**What is being asked:** Produce as output only the lines below starting at the line with "- [x] Tests for Aggregation\Expr" and continuing through the line with "add a query", each one exactly as written.

**Records for processing:**

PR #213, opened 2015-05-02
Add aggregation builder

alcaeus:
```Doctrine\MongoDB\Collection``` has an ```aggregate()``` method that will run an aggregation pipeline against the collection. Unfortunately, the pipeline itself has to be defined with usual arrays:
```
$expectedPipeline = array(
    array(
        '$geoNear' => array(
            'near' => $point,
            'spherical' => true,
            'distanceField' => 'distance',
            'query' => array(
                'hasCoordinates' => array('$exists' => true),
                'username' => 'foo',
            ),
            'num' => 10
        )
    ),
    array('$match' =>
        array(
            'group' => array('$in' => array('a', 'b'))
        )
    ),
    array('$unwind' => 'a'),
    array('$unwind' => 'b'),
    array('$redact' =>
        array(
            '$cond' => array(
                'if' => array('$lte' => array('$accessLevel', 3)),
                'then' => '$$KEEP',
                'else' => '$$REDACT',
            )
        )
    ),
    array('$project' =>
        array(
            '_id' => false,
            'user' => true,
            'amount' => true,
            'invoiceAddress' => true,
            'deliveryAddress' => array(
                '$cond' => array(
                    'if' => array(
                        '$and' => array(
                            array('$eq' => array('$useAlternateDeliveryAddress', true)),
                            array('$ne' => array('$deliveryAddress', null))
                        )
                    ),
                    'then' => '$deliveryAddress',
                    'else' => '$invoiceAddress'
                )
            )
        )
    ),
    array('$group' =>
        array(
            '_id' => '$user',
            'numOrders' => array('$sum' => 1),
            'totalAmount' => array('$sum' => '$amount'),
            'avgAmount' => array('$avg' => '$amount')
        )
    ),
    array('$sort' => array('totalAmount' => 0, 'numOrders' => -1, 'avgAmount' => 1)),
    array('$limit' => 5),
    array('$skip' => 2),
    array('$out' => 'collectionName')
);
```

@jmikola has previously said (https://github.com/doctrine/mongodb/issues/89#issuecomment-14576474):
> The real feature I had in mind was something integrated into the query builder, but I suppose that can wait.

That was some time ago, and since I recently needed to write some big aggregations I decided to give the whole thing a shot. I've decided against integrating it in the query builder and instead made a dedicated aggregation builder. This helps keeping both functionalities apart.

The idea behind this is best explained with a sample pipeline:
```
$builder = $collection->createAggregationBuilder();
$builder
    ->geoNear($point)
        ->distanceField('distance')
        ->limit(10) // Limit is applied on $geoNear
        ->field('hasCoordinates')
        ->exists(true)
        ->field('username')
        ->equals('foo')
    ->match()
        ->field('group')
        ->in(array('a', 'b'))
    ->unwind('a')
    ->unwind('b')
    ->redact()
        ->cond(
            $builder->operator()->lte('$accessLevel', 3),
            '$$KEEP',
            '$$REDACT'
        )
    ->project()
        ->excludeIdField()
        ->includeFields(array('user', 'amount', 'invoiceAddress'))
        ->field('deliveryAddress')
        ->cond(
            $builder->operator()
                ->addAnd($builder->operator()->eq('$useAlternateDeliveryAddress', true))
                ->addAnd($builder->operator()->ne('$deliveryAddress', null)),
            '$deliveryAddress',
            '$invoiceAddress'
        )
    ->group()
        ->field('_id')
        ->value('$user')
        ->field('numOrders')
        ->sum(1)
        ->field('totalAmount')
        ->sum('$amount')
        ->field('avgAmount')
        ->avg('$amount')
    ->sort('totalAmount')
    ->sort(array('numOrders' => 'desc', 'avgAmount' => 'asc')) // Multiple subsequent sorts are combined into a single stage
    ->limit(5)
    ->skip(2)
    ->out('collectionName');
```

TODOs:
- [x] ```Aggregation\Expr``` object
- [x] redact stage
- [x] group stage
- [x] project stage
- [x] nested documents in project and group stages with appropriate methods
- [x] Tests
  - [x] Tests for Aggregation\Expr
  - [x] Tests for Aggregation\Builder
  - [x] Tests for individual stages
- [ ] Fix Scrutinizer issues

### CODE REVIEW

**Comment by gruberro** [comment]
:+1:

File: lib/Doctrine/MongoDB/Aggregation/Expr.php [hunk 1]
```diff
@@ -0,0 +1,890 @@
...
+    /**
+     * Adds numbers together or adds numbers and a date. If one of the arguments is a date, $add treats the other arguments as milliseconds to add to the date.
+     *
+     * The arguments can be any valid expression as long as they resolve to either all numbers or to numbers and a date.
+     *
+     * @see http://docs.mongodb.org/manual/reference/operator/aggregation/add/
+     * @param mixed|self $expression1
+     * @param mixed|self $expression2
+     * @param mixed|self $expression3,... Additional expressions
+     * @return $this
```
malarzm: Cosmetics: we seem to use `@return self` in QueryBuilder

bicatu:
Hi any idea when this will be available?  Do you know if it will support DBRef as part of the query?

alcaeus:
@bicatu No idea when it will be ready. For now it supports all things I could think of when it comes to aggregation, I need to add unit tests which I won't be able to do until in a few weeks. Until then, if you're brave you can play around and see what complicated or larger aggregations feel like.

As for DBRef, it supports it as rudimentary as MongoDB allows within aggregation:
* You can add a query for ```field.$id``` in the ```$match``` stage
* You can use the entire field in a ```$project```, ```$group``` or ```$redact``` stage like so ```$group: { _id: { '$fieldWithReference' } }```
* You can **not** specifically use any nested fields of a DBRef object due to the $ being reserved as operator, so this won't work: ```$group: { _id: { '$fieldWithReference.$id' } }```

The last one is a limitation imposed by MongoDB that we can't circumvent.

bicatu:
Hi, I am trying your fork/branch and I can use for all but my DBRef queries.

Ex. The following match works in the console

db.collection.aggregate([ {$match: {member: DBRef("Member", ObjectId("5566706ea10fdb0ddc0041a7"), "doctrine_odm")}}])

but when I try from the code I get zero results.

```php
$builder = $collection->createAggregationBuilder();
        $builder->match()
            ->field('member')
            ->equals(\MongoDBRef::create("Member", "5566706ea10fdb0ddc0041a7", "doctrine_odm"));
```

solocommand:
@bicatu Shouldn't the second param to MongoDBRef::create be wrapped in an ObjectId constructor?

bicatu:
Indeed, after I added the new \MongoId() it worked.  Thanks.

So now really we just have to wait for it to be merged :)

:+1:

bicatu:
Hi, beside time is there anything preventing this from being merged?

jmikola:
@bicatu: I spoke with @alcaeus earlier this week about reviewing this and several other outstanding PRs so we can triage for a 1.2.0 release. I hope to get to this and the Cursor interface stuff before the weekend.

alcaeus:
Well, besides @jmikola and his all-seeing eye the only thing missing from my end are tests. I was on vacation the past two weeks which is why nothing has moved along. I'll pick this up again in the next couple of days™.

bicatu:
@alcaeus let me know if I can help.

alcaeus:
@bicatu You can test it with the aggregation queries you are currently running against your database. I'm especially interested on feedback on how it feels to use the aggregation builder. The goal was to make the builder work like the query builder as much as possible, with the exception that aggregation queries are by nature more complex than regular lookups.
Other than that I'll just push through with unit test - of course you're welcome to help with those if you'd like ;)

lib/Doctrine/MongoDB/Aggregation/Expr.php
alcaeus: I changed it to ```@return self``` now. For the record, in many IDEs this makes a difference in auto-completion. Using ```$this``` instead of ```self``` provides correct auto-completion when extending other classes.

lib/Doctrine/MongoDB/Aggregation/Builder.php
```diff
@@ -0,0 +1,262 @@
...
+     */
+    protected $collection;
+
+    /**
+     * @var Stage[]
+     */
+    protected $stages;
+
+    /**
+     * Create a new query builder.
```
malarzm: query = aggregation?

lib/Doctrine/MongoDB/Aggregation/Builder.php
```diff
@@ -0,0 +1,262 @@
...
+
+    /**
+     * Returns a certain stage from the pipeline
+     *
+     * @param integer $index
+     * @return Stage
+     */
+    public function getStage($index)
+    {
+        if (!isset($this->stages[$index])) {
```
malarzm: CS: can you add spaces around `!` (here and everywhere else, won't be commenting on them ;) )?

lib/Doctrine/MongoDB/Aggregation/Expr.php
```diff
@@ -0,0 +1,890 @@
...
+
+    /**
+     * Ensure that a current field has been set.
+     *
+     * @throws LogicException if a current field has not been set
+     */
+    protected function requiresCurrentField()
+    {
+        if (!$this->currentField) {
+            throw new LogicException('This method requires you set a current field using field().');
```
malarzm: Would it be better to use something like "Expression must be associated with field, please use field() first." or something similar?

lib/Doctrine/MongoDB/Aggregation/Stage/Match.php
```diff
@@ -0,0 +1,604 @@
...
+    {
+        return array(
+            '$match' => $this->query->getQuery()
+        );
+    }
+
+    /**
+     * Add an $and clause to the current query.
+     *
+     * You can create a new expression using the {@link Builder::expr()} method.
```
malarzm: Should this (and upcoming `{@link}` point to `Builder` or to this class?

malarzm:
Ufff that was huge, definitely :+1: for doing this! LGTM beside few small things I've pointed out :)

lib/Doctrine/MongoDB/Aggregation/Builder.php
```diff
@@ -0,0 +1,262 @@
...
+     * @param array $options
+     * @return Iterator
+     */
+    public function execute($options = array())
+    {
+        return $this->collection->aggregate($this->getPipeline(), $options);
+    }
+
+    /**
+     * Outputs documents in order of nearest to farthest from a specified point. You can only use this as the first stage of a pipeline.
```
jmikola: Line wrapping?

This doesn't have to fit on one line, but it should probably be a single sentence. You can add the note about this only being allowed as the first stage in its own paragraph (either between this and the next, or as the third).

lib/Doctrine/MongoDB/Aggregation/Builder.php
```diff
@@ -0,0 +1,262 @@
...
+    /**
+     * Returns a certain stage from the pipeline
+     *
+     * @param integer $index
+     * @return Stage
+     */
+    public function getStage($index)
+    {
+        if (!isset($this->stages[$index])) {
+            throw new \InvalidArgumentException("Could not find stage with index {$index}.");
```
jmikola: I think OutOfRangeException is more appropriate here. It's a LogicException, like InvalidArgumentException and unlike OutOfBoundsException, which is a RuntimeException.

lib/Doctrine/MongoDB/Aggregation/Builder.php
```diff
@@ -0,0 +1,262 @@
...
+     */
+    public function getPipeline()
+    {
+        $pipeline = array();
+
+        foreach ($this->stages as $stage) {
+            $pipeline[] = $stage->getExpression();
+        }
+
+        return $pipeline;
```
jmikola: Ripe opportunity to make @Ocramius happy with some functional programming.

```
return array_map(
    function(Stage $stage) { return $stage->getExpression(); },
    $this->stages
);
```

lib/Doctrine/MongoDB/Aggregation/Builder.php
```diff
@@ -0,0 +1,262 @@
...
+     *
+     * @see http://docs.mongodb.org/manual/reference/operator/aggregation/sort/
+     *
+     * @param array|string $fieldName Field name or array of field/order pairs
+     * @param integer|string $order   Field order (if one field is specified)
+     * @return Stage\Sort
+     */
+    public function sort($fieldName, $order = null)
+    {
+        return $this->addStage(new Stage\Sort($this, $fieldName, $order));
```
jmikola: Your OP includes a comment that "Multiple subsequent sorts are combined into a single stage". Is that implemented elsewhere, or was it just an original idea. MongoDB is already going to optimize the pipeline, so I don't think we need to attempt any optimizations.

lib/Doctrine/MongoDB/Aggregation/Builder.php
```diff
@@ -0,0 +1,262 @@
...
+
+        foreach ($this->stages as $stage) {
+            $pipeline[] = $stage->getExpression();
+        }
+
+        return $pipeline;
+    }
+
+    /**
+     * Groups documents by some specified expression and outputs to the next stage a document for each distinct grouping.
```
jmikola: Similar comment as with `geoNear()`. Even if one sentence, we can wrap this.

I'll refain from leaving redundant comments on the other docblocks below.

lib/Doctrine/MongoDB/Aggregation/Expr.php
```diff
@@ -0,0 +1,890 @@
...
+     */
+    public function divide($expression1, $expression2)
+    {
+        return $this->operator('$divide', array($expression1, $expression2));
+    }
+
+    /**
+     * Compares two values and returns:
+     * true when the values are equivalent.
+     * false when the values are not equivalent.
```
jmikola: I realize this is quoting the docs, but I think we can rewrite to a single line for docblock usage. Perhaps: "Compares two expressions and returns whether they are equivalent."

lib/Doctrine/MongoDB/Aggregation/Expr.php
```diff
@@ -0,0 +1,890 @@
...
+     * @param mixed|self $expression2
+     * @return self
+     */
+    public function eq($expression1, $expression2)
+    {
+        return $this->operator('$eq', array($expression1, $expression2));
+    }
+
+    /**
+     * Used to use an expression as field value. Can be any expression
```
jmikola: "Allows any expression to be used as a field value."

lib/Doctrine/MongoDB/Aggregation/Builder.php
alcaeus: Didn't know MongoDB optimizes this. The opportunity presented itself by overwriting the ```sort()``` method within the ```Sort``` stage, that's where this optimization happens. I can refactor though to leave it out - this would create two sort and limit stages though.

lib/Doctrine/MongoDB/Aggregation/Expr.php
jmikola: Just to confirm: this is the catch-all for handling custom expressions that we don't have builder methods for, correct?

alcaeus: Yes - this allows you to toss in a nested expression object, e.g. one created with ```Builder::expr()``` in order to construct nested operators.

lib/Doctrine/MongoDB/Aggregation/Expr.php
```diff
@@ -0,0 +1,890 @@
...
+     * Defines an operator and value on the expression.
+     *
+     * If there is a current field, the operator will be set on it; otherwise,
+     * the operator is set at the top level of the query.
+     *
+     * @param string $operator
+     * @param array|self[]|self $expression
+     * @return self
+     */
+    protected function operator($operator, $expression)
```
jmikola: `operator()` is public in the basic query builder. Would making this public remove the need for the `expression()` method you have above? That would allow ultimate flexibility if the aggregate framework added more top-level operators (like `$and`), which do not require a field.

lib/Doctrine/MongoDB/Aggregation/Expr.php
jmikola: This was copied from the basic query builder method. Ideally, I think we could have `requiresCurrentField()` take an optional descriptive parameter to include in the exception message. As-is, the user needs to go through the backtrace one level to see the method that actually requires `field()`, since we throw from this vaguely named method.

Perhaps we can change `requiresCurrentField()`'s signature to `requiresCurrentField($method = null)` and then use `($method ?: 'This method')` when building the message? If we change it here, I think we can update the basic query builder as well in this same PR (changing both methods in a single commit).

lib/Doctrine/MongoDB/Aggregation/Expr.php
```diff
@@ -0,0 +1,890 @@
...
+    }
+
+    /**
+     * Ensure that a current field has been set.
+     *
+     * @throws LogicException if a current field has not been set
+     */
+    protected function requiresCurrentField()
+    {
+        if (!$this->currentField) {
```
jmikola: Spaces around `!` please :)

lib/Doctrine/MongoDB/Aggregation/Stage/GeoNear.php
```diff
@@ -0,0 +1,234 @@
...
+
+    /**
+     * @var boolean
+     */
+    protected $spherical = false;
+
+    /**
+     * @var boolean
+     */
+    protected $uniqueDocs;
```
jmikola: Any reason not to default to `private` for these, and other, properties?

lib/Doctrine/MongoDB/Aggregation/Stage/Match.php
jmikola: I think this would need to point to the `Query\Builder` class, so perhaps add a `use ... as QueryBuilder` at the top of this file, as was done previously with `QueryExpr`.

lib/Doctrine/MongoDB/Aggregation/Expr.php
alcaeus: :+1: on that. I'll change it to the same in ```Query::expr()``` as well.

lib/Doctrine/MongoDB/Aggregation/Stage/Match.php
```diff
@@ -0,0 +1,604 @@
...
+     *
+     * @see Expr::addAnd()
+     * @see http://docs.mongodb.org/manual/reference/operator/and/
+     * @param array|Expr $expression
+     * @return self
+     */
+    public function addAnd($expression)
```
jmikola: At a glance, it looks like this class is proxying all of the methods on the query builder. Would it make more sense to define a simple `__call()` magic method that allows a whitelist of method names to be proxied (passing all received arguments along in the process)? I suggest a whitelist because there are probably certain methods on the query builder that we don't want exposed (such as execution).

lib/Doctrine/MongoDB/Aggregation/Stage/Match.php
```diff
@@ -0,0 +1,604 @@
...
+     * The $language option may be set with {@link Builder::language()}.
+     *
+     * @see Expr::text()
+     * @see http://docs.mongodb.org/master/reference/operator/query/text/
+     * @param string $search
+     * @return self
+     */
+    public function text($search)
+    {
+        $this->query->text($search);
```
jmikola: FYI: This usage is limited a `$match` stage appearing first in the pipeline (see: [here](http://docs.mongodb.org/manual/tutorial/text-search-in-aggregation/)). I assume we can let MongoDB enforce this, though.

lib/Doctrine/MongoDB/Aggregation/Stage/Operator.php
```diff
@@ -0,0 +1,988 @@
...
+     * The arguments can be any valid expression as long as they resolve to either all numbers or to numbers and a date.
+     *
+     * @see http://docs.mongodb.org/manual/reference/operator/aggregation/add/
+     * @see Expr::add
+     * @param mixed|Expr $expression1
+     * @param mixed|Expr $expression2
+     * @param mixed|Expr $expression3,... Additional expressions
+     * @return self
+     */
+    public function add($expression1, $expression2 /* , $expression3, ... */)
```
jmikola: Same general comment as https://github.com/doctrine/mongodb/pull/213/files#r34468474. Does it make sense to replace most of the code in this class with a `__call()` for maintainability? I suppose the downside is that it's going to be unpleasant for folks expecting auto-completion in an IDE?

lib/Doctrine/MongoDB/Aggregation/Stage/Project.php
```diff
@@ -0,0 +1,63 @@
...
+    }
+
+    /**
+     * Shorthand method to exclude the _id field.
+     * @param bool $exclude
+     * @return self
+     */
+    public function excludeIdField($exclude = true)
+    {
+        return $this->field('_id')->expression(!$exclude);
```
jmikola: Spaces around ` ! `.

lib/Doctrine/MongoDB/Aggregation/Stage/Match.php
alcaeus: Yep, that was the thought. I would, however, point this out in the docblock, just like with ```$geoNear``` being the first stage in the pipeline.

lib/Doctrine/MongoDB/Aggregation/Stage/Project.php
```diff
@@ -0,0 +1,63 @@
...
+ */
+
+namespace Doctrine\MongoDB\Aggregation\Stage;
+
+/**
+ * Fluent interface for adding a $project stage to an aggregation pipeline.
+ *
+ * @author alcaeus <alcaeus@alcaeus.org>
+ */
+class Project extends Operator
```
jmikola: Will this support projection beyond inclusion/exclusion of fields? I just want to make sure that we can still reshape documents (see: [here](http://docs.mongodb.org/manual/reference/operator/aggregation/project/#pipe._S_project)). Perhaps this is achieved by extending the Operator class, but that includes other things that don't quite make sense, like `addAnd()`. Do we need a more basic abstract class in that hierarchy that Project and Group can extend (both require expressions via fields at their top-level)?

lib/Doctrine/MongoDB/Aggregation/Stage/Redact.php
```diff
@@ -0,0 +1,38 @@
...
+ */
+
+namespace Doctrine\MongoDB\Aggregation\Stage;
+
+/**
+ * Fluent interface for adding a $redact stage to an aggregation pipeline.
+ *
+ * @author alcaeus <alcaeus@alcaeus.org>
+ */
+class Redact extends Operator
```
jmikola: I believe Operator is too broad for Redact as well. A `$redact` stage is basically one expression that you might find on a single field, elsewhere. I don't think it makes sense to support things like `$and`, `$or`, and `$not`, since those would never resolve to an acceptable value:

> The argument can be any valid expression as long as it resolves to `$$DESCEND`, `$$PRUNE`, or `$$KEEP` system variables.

---

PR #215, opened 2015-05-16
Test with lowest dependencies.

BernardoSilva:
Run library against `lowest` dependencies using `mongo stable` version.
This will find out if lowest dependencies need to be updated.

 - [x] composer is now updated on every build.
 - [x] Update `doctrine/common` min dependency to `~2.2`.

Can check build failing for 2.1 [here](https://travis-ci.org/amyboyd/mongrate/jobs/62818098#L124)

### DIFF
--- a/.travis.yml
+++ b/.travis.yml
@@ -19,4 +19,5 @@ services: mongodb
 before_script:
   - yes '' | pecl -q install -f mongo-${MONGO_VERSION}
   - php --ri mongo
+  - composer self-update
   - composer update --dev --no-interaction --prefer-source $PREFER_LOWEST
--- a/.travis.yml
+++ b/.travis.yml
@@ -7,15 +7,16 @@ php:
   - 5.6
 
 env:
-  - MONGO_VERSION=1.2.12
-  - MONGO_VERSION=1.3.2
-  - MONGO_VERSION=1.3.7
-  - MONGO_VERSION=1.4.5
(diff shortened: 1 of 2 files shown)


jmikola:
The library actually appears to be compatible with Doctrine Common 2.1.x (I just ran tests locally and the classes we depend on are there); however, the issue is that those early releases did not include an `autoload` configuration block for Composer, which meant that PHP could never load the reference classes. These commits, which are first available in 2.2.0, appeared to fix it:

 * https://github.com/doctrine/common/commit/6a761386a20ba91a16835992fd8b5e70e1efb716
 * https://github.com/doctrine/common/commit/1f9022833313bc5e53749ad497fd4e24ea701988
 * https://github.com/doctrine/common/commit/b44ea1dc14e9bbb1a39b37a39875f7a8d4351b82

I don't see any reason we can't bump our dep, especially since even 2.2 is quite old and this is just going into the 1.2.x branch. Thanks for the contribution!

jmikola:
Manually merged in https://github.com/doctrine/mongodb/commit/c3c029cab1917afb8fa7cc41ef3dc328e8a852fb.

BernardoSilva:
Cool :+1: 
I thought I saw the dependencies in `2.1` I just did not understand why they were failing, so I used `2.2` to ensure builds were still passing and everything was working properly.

**Output:**
  - [x] Tests for Aggregation\Expr
  - [x] Tests for Aggregation\Builder
  - [x] Tests for individual stages
- [ ] Fix Scrutinizer issues

### CODE REVIEW

**Comment by gruberro** [comment]
:+1:

File: lib/Doctrine/MongoDB/Aggregation/Expr.php [hunk 1]
```diff
@@ -0,0 +1,890 @@
...
+    /**
+     * Adds numbers together or adds numbers and a date. If one of the arguments is a date, $add treats the other arguments as milliseconds to add to the date.
+     *
+     * The arguments can be any valid expression as long as they resolve to either all numbers or to numbers and a date.
+     *
+     * @see http://docs.mongodb.org/manual/reference/operator/aggregation/add/
+     * @param mixed|self $expression1
+     * @param mixed|self $expression2
+     * @param mixed|self $expression3,... Additional expressions
+     * @return $this
```
malarzm: Cosmetics: we seem to use `@return self` in QueryBuilder

bicatu:
Hi any idea when this will be available?  Do you know if it will support DBRef as part of the query?

alcaeus:
@bicatu No idea when it will be ready. For now it supports all things I could think of when it comes to aggregation, I need to add unit tests which I won't be able to do until in a few weeks. Until then, if you're brave you can play around and see what complicated or larger aggregations feel like.

As for DBRef, it supports it as rudimentary as MongoDB allows within aggregation:
* You can add a query for ```field.$id``` in the ```$match``` stage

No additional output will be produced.